== Data to process ==
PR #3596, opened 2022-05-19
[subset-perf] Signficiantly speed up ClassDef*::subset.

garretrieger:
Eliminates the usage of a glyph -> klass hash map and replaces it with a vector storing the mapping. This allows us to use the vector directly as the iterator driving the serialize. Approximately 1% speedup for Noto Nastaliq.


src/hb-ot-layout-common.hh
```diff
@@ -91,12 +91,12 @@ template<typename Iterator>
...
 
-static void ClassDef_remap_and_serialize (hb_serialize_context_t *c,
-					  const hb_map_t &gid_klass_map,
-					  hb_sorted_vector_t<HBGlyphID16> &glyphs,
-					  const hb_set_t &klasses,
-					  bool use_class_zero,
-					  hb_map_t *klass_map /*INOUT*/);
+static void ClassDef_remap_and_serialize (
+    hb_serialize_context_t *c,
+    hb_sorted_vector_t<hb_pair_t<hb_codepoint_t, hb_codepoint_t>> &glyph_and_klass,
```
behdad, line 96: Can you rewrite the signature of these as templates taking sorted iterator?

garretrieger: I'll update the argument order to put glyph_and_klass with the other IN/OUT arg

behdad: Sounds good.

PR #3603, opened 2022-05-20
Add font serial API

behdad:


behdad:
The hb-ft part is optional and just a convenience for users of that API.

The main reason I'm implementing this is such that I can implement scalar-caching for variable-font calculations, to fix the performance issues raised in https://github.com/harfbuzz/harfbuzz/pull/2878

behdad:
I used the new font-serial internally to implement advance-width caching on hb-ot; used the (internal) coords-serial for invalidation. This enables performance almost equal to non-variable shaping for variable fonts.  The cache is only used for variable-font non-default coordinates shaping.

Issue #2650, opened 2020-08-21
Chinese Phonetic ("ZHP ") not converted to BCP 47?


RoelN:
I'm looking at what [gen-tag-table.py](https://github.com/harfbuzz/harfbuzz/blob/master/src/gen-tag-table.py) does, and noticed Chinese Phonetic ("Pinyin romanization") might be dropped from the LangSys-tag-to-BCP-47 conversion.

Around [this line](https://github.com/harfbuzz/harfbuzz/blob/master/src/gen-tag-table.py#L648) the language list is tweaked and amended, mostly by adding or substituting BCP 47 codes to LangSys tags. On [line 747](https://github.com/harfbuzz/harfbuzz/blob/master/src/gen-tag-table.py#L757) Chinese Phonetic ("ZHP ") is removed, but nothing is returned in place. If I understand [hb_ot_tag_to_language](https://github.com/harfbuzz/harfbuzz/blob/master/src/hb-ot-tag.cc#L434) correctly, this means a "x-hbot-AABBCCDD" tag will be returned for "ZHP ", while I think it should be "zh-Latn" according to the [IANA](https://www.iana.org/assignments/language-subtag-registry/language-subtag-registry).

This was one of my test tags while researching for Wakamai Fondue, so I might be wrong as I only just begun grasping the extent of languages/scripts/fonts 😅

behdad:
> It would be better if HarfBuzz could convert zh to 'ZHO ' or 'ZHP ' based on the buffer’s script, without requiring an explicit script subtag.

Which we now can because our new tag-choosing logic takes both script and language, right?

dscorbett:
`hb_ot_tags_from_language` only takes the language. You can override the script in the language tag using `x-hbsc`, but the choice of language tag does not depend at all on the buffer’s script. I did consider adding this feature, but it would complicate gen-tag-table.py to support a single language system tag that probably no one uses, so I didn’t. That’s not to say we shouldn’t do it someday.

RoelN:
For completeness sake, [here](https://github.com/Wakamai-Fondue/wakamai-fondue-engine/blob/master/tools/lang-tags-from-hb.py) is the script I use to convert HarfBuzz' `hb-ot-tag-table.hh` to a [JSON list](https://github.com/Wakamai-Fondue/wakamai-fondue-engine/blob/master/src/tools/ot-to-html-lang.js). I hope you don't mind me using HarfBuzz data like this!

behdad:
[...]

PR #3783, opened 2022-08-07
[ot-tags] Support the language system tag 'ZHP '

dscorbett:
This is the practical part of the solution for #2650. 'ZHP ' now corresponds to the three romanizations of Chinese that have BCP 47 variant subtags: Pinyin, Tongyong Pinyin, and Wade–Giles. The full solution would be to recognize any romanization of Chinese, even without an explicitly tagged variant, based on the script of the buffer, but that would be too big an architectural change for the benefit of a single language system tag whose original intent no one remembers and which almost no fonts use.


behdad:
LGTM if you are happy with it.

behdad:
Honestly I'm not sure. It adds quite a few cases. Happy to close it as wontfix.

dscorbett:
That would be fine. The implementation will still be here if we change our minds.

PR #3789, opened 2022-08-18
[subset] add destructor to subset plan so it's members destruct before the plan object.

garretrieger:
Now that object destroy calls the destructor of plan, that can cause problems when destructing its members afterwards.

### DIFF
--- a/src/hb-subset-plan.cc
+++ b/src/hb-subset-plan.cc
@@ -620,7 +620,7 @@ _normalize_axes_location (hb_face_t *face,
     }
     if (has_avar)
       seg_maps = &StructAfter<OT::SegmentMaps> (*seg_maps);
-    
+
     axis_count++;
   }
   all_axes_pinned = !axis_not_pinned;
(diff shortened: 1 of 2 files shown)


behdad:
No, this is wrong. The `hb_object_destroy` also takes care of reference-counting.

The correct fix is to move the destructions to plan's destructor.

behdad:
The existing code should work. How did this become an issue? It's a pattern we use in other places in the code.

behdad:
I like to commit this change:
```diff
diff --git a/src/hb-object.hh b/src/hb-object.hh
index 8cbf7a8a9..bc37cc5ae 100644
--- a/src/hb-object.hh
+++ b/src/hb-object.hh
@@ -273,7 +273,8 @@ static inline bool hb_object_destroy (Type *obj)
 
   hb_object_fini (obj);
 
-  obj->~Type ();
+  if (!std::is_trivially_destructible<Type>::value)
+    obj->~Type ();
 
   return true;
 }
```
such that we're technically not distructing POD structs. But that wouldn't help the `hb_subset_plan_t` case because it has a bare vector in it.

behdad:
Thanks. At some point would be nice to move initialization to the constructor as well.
===
## Exercise details
Copy all of the material word for word.

## Expected answer
PR #3596, opened 2022-05-19
[subset-perf] Signficiantly speed up ClassDef*::subset.

garretrieger:
Eliminates the usage of a glyph -> klass hash map and replaces it with a vector storing the mapping. This allows us to use the vector directly as the iterator driving the serialize. Approximately 1% speedup for Noto Nastaliq.


src/hb-ot-layout-common.hh
```diff
@@ -91,12 +91,12 @@ template<typename Iterator>
...
 
-static void ClassDef_remap_and_serialize (hb_serialize_context_t *c,
-					  const hb_map_t &gid_klass_map,
-					  hb_sorted_vector_t<HBGlyphID16> &glyphs,
-					  const hb_set_t &klasses,
-					  bool use_class_zero,
-					  hb_map_t *klass_map /*INOUT*/);
+static void ClassDef_remap_and_serialize (
+    hb_serialize_context_t *c,
+    hb_sorted_vector_t<hb_pair_t<hb_codepoint_t, hb_codepoint_t>> &glyph_and_klass,
```
behdad, line 96: Can you rewrite the signature of these as templates taking sorted iterator?

garretrieger: I'll update the argument order to put glyph_and_klass with the other IN/OUT arg

behdad: Sounds good.

PR #3603, opened 2022-05-20
Add font serial API

behdad:


behdad:
The hb-ft part is optional and just a convenience for users of that API.

The main reason I'm implementing this is such that I can implement scalar-caching for variable-font calculations, to fix the performance issues raised in https://github.com/harfbuzz/harfbuzz/pull/2878

behdad:
I used the new font-serial internally to implement advance-width caching on hb-ot; used the (internal) coords-serial for invalidation. This enables performance almost equal to non-variable shaping for variable fonts.  The cache is only used for variable-font non-default coordinates shaping.

Issue #2650, opened 2020-08-21
Chinese Phonetic ("ZHP ") not converted to BCP 47?


RoelN:
I'm looking at what [gen-tag-table.py](https://github.com/harfbuzz/harfbuzz/blob/master/src/gen-tag-table.py) does, and noticed Chinese Phonetic ("Pinyin romanization") might be dropped from the LangSys-tag-to-BCP-47 conversion.

Around [this line](https://github.com/harfbuzz/harfbuzz/blob/master/src/gen-tag-table.py#L648) the language list is tweaked and amended, mostly by adding or substituting BCP 47 codes to LangSys tags. On [line 747](https://github.com/harfbuzz/harfbuzz/blob/master/src/gen-tag-table.py#L757) Chinese Phonetic ("ZHP ") is removed, but nothing is returned in place. If I understand [hb_ot_tag_to_language](https://github.com/harfbuzz/harfbuzz/blob/master/src/hb-ot-tag.cc#L434) correctly, this means a "x-hbot-AABBCCDD" tag will be returned for "ZHP ", while I think it should be "zh-Latn" according to the [IANA](https://www.iana.org/assignments/language-subtag-registry/language-subtag-registry).

This was one of my test tags while researching for Wakamai Fondue, so I might be wrong as I only just begun grasping the extent of languages/scripts/fonts 😅

behdad:
> It would be better if HarfBuzz could convert zh to 'ZHO ' or 'ZHP ' based on the buffer’s script, without requiring an explicit script subtag.

Which we now can because our new tag-choosing logic takes both script and language, right?

dscorbett:
`hb_ot_tags_from_language` only takes the language. You can override the script in the language tag using `x-hbsc`, but the choice of language tag does not depend at all on the buffer’s script. I did consider adding this feature, but it would complicate gen-tag-table.py to support a single language system tag that probably no one uses, so I didn’t. That’s not to say we shouldn’t do it someday.

RoelN:
For completeness sake, [here](https://github.com/Wakamai-Fondue/wakamai-fondue-engine/blob/master/tools/lang-tags-from-hb.py) is the script I use to convert HarfBuzz' `hb-ot-tag-table.hh` to a [JSON list](https://github.com/Wakamai-Fondue/wakamai-fondue-engine/blob/master/src/tools/ot-to-html-lang.js). I hope you don't mind me using HarfBuzz data like this!

behdad:
[...]

PR #3783, opened 2022-08-07
[ot-tags] Support the language system tag 'ZHP '

dscorbett:
This is the practical part of the solution for #2650. 'ZHP ' now corresponds to the three romanizations of Chinese that have BCP 47 variant subtags: Pinyin, Tongyong Pinyin, and Wade–Giles. The full solution would be to recognize any romanization of Chinese, even without an explicitly tagged variant, based on the script of the buffer, but that would be too big an architectural change for the benefit of a single language system tag whose original intent no one remembers and which almost no fonts use.


behdad:
LGTM if you are happy with it.

behdad:
Honestly I'm not sure. It adds quite a few cases. Happy to close it as wontfix.

dscorbett:
That would be fine. The implementation will still be here if we change our minds.

PR #3789, opened 2022-08-18
[subset] add destructor to subset plan so it's members destruct before the plan object.

garretrieger:
Now that object destroy calls the destructor of plan, that can cause problems when destructing its members afterwards.

### DIFF
--- a/src/hb-subset-plan.cc
+++ b/src/hb-subset-plan.cc
@@ -620,7 +620,7 @@ _normalize_axes_location (hb_face_t *face,
     }
     if (has_avar)
       seg_maps = &StructAfter<OT::SegmentMaps> (*seg_maps);
-    
+
     axis_count++;
   }
   all_axes_pinned = !axis_not_pinned;
(diff shortened: 1 of 2 files shown)


behdad:
No, this is wrong. The `hb_object_destroy` also takes care of reference-counting.

The correct fix is to move the destructions to plan's destructor.

behdad:
The existing code should work. How did this become an issue? It's a pattern we use in other places in the code.

behdad:
I like to commit this change:
```diff
diff --git a/src/hb-object.hh b/src/hb-object.hh
index 8cbf7a8a9..bc37cc5ae 100644
--- a/src/hb-object.hh
+++ b/src/hb-object.hh
@@ -273,7 +273,8 @@ static inline bool hb_object_destroy (Type *obj)
 
   hb_object_fini (obj);
 
-  obj->~Type ();
+  if (!std::is_trivially_destructible<Type>::value)
+    obj->~Type ();
 
   return true;
 }
```
such that we're technically not distructing POD structs. But that wouldn't help the `hb_subset_plan_t` case because it has a bare vector in it.

behdad:
Thanks. At some point would be nice to move initialization to the constructor as well.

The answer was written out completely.